Thursday, November 24, 2011

Happy go run! (and then stretch)

I’m typing this blog entry the day before Thanksgiving, and I’ll be running the Gobble Jog 5K with my Crossfit on the Square friends tomorrow.  I’m dreading it. Well, I’m dreading how my calves are going to feel, I should say.  They are already hurting me, so getting them loosened up is going to be a challenge, but getting them to recover without hobbling me will probably prove to be the real challenge.  My calves have a tendency to cramp up, and develop taut bands.  It’s a chronic, and constant struggle for me, and I thought that with a couple runs around the Atlanta area tomorrow, there must be more runs elsewhere, too.  With all that running, I’m bound to have more company in this calf cramp camp, so, what better time to address it, than now? 

I know I’ve said it before, but it’s terribly important to stretch.  Stretch, and do a little dynamic warmup before your run, or workout (I know, I’m going to post this a little too late to help in pre-race prep for folks tomorrow morning).  But after your run, and a little cool-down, you should be doing some stretching. For that entire run, you were telling your calves to “contract, contract, contract” (yes, I’m just going to assume that everyone has the same issue as me, and focusing solely on the calves).  You were never telling them that it was OK to rest, and even lengthen.  So you finish the run, and they keep contracting, thinking that’s what you want of them.  If you’re unlucky, they will contract hard and fast, and go into a spasm, which can be really painful.  But it can also be broken by stretches, much of the time (and you probably already know this, intuitively and from experience even as a kid), so that’s cool.  If you are lucky, the muscles will just go into a lighter, steady contracting, holding on to some degree of contraction, shortening the resting length of the muscle.  This is troublesome because it just makes us feel stiff, but also a little sore.  Some of that soreness can also come from build up of lactic acid which can’t be flushed out because your muscle is holding onto a contraction, and impeding circulation.   Luckily stretching can also help break this type of resting contraction, and help restore some circulation to the muscles, this speeding your recovery time.

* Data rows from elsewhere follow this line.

PR #338, opened 2023-06-06
Support time on L2

### LINKED ISSUE #312: Fix BlockchainParams query for Hydra and support time on L2
Currently time on L2 is not supported, because L2 does not share slotno.
I guess we should take in from L1.

BlockchainParams is not perfectly createdh now as well. From discussion with Hydra team:

* That means that we are wrong at using queryTimeHandle and shoud use mkTimeHandle instread.
* Protocol params can be different we do not handle that.
* systemStart and eraHistory are relevant for time calculations. Using the one from L1 will be the right thing to do as we just implemented handling validation of timed transactions in https://github.com/input-output-hk/hydra/issues/196, where we use the same slot as on L1.
* stakePools have no meaning on L2.. do whatever you want there
Then they should be mempty I guess.

Source: https://mlabs-corp.slack.com/archives/C02JE7W7A8L/p1683738424212649?thread_ts=1683738272.808669&cid=C02JE7W7A8L

uhbif19:
Close #312

### DIFF
--- a/src-utils/HydraAuctionUtils/Hydra/Runner.hs
+++ b/src-utils/HydraAuctionUtils/Hydra/Runner.hs
@@ -25,11 +25,7 @@ import Test.HUnit.Lang (HUnitFailure)
 
 -- Hydra imports
 import Cardano.Api (NetworkId (Testnet))
-import Hydra.Cardano.Api (
-  NetworkMagic (NetworkMagic),
-  pattern TxValidityNoLowerBound,
-  pattern TxValidityNoUpperBound,
- )
+import Hydra.Cardano.Api (NetworkMagic (NetworkMagic))
 import Hydra.Chain.Direct.State ()
 import HydraNode (
   HydraClient,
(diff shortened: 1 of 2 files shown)


src-utils/HydraAuctionUtils/Hydra/Runner.hs
```diff
@@ -130,12 +130,14 @@ instance MonadTrace HydraRunner where
...
+    params <- liftIO $ executeL1Runner l1Context queryBlockchainParams
+    protocolParameters <- liftIO readHydraNodeProtocolParams
+    return $ params {protocolParameters}
 
-  -- FIXME: Hydra started to support time but we still do not
-  convertValidityBound _ =
-    return (TxValidityNoLowerBound, TxValidityNoUpperBound)
+  convertValidityBound x = do
+    MkHydraExecutionContext {l1Context} <- ask
+    liftIO $ executeL1Runner l1Context $ convertValidityBound x
```
nazrhom, line 140: Does hydra not provide a way to query this directly? In this case we are using our connection to the cardano-node to do the time conversion, but could we use something like https://hydra.family/head-protocol/api-reference#schema-UTCTime to query the time as the hydra-node sees it instead?

nazrhom:
Nice :fire:

nazrhom (approved):

src-utils/HydraAuctionUtils/Hydra/Runner.hs
uhbif19: No, they do not provide a way, there is no way to get SlotNo from Hydra API now.

See: https://github.com/input-output-hk/hydra/pull/858#issuecomment-1563028483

When you are stretching your calves, be sure to do some stretches with your knee straight, and some with your knee bent.  You may notice a difference, with one giving you a “better” stretch than the other.  This is because some muscles cross the knee and the ankle joints, so bending the knee will take them out of the stretch, and put the focus on the ones that only cross the ankle.

If you are truly in my boat, then you are dealing with trigger points, and stretching may not fully do the trick for you (for me, it’s a trigger point in soleus – the muscle that stretches more with a bent knee).  This is where I was going to define a trigger point, but I’m keeping the Turkey-day entry short, so I’ll address them in a couple weeks.  If you suspect you’re having trigger point issues, and would like to get to the bottom of it, definitely let me know.  We can figure out if it’s trigger points, and I can help you work them out.

So, I hope you’ve had your run, that you’re recovering well, and that you’re about to go have seconds or thirds of your delicious thanksgiving meal!